Wednesday, October 26, 2011

Angel Unaware


Every once in a while you read a book that touches you so deeply it becomes a part of you. When I was young, my mother shared, Angel Unaware by Dale Evans Rogers. A beautiful tribute to a child who was here only a short time, but who forever touched the lives of her parents, Roy Rogers and Dale Evans Rogers and other special needs children, for which they were eternally grateful.

Our daughter had her own little angel unaware. He came on four legs, not two, but an angel nonetheless. This summer she cared for a super sweet bearded dragon lizard named Paco. She fell in love and began saving for her own lizard and tank. When we learned the seriousness of Olivia's brain and spinal cord issues, our family and dear friends moved forward with the dream.

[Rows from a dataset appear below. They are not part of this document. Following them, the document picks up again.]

PR #4613, opened 2024-01-30
Remove M2Crypto dependency

facutuesca:
Looking at https://github.com/gwastro/pycbc/pull/3997, it seems like `M2Crypto` was added to the conda environment due to being a transitive dependency ([via `ciecplib`](https://github.com/gwastro/pycbc/pull/3997#issuecomment-1092842815)). Since `ciecplib` has removed its dependency to `M2Crypto` on version `0.7.0` [(src)](https://github.com/duncanmmacleod/ciecplib/blob/5ee4a251b347c41ede9f77060c72df4f8c34b6b9/debian/changelog#L4), this PR attempts to bump the minimum required version for `ciecplib` and remove the `M2Crypto` dependency.

### DIFF
--- a/setup.py
+++ b/setup.py
@@ -203,7 +203,7 @@ extras_require = {
         'scikit-cuda',
     ],
     'igwn': [
-        'ciecplib>=0.4.4',
+        'ciecplib>=0.7.0',
     ],
 }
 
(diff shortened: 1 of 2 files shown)


ahnitz (commented):
From my perspective this all looks good. I won't approve directly though as I think this is primarily an LDG-only feature atm. Best if @spxiwh or @GarethCabournDavies can approve.

spxiwh (approved):
Thanks for the PR @facutuesca . I'm very happy to remove the m2crypto dependency. I wonder if this also removes the requirement to pin openssl to 1.1, but this can be merged as is now.

PR #4615, opened 2024-02-01
fix thinko in option parsing for defaults

tdent:
When an option is not given at all getattr on the args object gives None, but we don't want to translate that into "--option-name None" on the subprocess command line.


ArthurTolley (approved):
Looks good to me. Thanks for fixing it.

titodalcanton:
Note that the same code will also break if we add an option that takes a list of values (as in `nargs='+'`). Perhaps worth adding a FIXME or WARNING comment?

tdent:
This is fairly clunky customized code to deal with the specific way the optimizer args are set up .. as long as it stays in the optimizer.py module I think it's OK to fix the multiple args case as and when it ever occurs (it may never do)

In our family, we believe our pets chose us. Marley, our beloved Border Collie, a rescue, didn't want to leave when he first met the girls. When our daughter walked to the aquarium where the lizard was housed, he came over and stood on two legs at the side of the tank and looked inquisitively at her. She walked around the store to look for things she would need and when she came back, he was waiting. It was love at first sight for both. We brought him home, much to the joy of all. Little Tuko, nicknamed Taco to rhyme with Paco, helped our daughter immensely in the days leading up to her surgery.

He had not been home long before he developed a bacterial infection in his mouth. The vet noticed signs of metabolic bone disease, unusual for one so young. She suspected his mother had been calcium deficient and he was born with it. A bit of irony as it was one of the diseases our own daughter had been born with. The Lyme disease caused placental complications, resulting in severe intrauterine growth retardation and metabolic bone disease. At six months, she was diagnosed with severe rickets, a vitamin D deficiency. We felt even more empathy for Taco.

Sadly, a secondary respiratory infection developed and his condition worsened. He rallied to join our daughter when she returned to school for the first time after her surgery. He erased the physical pain of her incisions and the emotional worry of her hair. Taco had been a star in the class's get well cards and it was very important to our daughter that they get the chance to meet him. Last night he quietly passed away.

As my heart was breaking for my daughters, our youngest, so wisely reminded me of a line from one of her beloved books Houdini Was written by the second grade students of White Bluffs Elementary in Richmond, WA after their class hamster died. "Don't cry that it's over...be happy that it happened."

So I wiped my tears. Thank you, little Taco, for making some very difficult days so very special.